Norway’s Karl Ove Knausgaard Should Probably Stay In Norway


When a writer from Oslo sets out in 2015 to trace the steps of his forefathers’ medieval meanderings to America, his discoveries are certainly something to write home about.

At least, the New York Times Magazine thinks so.

Part one of My Saga, a series of (not so) short stories by Norwegian novelist Karl Ove Knausgaard, is reacquainting the controversial writer with the public scorn he garnered upon the release of his six-volume series Min kamp (My Struggle), the title a cheeky nod to Hitler’s manifesto, Mein Kampf.

One of the most popular works of literature in Norway’s history, the purported work of fiction sparked outrage from readers as well as from Knausgaard’s close family members, of whom the author draws cutting and candid characterizations in the books.

But Knausgaard’s brand of biting prose may be too much for audiences this side of the Atlantic. At least those who live in Newfoundland.

Or Detroit. Or America.

Commissioned by the New York Times Magazine to document his journey from the first North American Viking settlement at L’Anse Aux Meadows, Newfoundland, to Minnesota, Knausgaard’s observations are more an abusive vilification of contemporary Western culture than the chronicles of the “tongue-in-cheek Tocqueville” he considers himself to be.

The writer’s issues obtaining a driver’s license take up most of My Saga, Part 1, with entire paragraphs devoted to rationalizing self-defeating behaviors.

“It’s good that I always put off paying bills. That means I’m a writer.”

Outside of that, a comment on its lack of tourist amenities (“I had expected fences, like a theme park”) is but the only observation Knausgaard makes of the site where the Vikings first landed in North America at L’Anse Aux Meadows, Newfoundland.

Far more ink is spilled blasting that province’s obesity statistics.

“I had never seen people that fat before,” the writer lamented. “Everyone in the place, except the waiter, was fat. The strange thing was that none of them looked as if they were trying to hide their enormous girth.”

The scathing portrayal has many Newfoundlanders rightfully up in arms, the National Post reports. And the resentment travels with the writer all the way to Detroit, whose deprived landscape he likens to that of Maputo, Mozambique.

“If this was poverty, then it must be a new kind poverty.”

Of American society in general, Knausgaard proclaimed: “Not even the Soviet Union at the height of its power had succeeded in creating such a unified, collective identity as the one Americans lived their lives within.”

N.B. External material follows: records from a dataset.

PR #5686, opened 2024-01-31
feat(config): add environments field on actions

### LINKED ISSUE #3221: [FEATURE]: avoid double negation by introducing `enabled:` for modules
## Feature Request
Deprecate `disabled:` module option and introduce `enabled`.

Alternatively, encourage using `enabled` and still allow `disabled` in the cases where it makes the code more readable.

### Background / Motivation
Starting out positive, both the positive and the negative case are easy to understand:

* `enabled: ${environment.name != "local"}` (read: enabled if environment is not local)
* `enabled: ${environment.name == "local"}` (read: enabled if environment is local)

While starting out negative, the negative case can be harder to read:

* `disabled: ${environment.name != "local"}` (read: disabled if environment is not local)

**Examples with simple boolean algebra**:

Easy to understand:

* `enabled: ${environment.name == "kubernetes" || environment.name == "local-kubernetes"}` (read: the module is enabled if the environment is kubernetes or local-kubernetes)
* `enabled: ${environment.name != "kubernetes" && environment.name != "local-kubernetes"}` (read: the module is enabled if the environment is not kubernetes and not local-kubernetes)
* `disabled: ${environment.name == "kubernetes" || environment.name == "local-kubernetes"}` (read: the module is disabled, if environment is kubernetes or local-kubernetes)

Hard to understand

* `disabled: ${environment.name != "kubernetes" && environment.name != "local-kubernetes"}` (read: the module is disabled, if environment is not kubernetes and is not local-kubernetes)

So, to sum it up, enabled is okay to understand in all cases, and disabled is hard to understand in case of double negation (at least for me, but [also to other people](https://maximilianocontieri.com/code-smell-51-double-negatives)).

use `enabled:` to configure wether a module is active, instead of `disabled`.

Readability

There are 2 options:

* We can have both `enabled` and `disabled` side by side
* We can deprecate `disabled`

:rose: It’s a nice to have, but nice things are nice :slightly_smiling_face:

edvald:
This allows setting e.g. `environments: [dev]` on actions instead of the
more verbose `disabled: ${environment.name != "dev"}`.

Resolves #3221

### DIFF
--- a/core/src/actions/base.ts
+++ b/core/src/actions/base.ts
@@ -174,6 +174,14 @@ export const baseActionConfigSchema = createSchema({
       `
       )
       .meta({ templateContext: ActionConfigContext }),
+    environments: joi
+      .sparseArray()
+      .items(joi.string())
+      .description(
+        dedent`
+        If set, the action is only enabled for the listed environment types. This is effectively a cleaner shorthand for the \`disabled\` field with an expression for environments. For example, \`environments: ["prod"]\` is equivalent to \`disabled: \${environment.name != "prod"}\`.
+        `
+      ),
 
     // Version/file handling (Note: Descriptions and behaviors are different on Build actions!)
     include: includeExcludeSchema()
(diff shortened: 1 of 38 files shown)


vvagaytsev (dismissed):

stefreak:
Added a note that this resolves #3221

stefreak (approved):

eysi09:
@edvald, looks like the docs need to be updated.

Writing for Slate, Katy Waldman issued an amusingly unrelenting response to Knausgaard’s My Saga, capturing the sentiment of an entire nation with the headline “Karl Ove Knausgaard Is The World’s Worst Travel Writer.”

Waldman lambastes Knausgaard’s very distinction as a travel writer, calling him “a master at arranging banal facts in a row,” and “our great crumb-gatherer of small, subjective consciousness.” She says Knausgaard’s writing style consists in “collecting data without tuning into the spirit of his subjects” which she says results in “a hypnotic kind of detachment.”

Could it be that Knausgaard’s journalistic integrity is simply too abrasive for politically correct North America? Does the heated reaction to Knausgaard’s piece merely reflect a sensitive audience, rather than an insensitive author?

Speaking to the Toronto Star’s Heather Mallick, Knausgaard explained the importance of artistic freedom to literary integrity.

“You can’t write if you think about the reception of your writing. Writing is about freedom.”

Even the anecdote of an uncooperative toilet Knausgaard so generously included in My Saga has its place in prose, he says. The writer told the Star that descriptions, however sordid, of his daily regiments are essential ingredients of authentically autobiographical writing: “What is more commonplace and at the same time more secret than someone having a s–t?” he insisted.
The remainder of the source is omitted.